The union made the position known in a communique issued by its President, Mohammed Haruna Ibrahim, following a National Executive Council meeting in which members expressed frustration over what they described as attempts by the government to project the renegotiation process as concluded when, in their assessment, substantive discussions on key welfare issues remained unresolved.
The union specifically condemned the circulation of a government letter suggesting that a 30 percent increase on allowances had been approved, characterizing the document as an attempt to misrepresent the state of negotiations. Ibrahim said the union had met with the government team seven times between October 2024 and the present, and that two broad areas of renegotiation, monetary and non-monetary, affecting members’ welfare and wellbeing, remained open.

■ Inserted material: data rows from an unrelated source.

PR #461, opened 2017-02-16
added exist checking for folder mapping

bassauer-storms-media:
Added exist checking for the mapping of local folders for the homestead VM.
In special cases (like mine) it may appear that one single folder to map does not exist.
So that one line prevents homestead from crashing in case of a missing folder.

### DIFF
--- a/scripts/homestead.rb
+++ b/scripts/homestead.rb
@@ -132,25 +132,27 @@ class Homestead
     # Register All Of The Configured Shared Folders
     if settings.include? 'folders'
       settings["folders"].each do |folder|
-        mount_opts = []
+        if File.exists? File.expand_path(folder["map"])
+          mount_opts = []
 
-        if (folder["type"] == "nfs")
-            mount_opts = folder["mount_options"] ? folder["mount_options"] : ['actimeo=1', 'nolock']
-        elsif (folder["type"] == "smb")
-            mount_opts = folder["mount_options"] ? folder["mount_options"] : ['vers=3.02', 'mfsymlinks']
-        end
+          if (folder["type"] == "nfs")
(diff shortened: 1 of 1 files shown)


svpernova09:
So this is in the case that the folder on the host being mapped doesn't exist? That would indeed cause a hard Vagrant error.

The else of this `if` should be an error message and an exit saying something to the effect of "Mapped folder {$folder} not found on the host, please check your Homestead.yaml folders"

bassauer-storms-media:
well the reason I don't want homestead to crash if the folder does not exist is that we got windows and mac computers here in our company that use one and the same homestead.yaml file (so that not every single person and also designers and managers etc have to fiddle with vhost configs), loaded from a network drive. A mac cannot mount X:\... and a windows OS cannout mount a NFS like /Volumes/...  
So we thought about putting both folders to the yaml and homestead just skips them if the dir does not exist. If you think this is nothing generic useful, we will just modify out own homestead.rb and you can deny that pull request. A error message would be finde but not some sort of kernel panic

svpernova09:
@bassauer-storms-media I'm agreeing with you that a hard crash isn't what we want. But I also don't want a silent fail since that would be confusing to the normal user who may have just mistyped something in their config.

bassauer-storms-media:
a big yelling error notice would be fine as long as it won't interrupt/cancel the vm's start up process. Feel free to add such a message in the else branch :)

svpernova09:
Yeah, I can see where exiting on that could cause issues with VM state, so probably better we continue with the process.

Add that else and I'll get it tested and merged.

bassauer-storms-media:
Okay, but this has to wait a few hours; I don't know how to abandon/cancel a pull request and I dont know how to print error messages within the ruby script. I have to check that first. Thanks for your time :)

svpernova09:
No worries, come back to it when you can.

“SSANU will not accept any outcome that falls below the negotiated understanding reached in the course of the renegotiation process, and insists that fairness, due process, and collective bargaining principles must be respected,” the communique stated.
The union said it would coordinate its industrial action with its counterpart, the Non-Academic Staff Union of Educational and Associated Institutions, and indicated that members of non-teaching staff from polytechnics and colleges of education would also be mobilized to join the action if the government failed to act.
Ibrahim called directly on President Bola Tinubu to heed the voices of university workers, describing non-teaching staff as the backbone of student welfare and wellbeing within the university system.
“Our members have spoken with one voice. President Tinubu, being a democrat, should listen to the voices of workers in the universities,” he said, while simultaneously conveying the union’s vote of confidence in its current leadership ahead of the anticipated confrontation.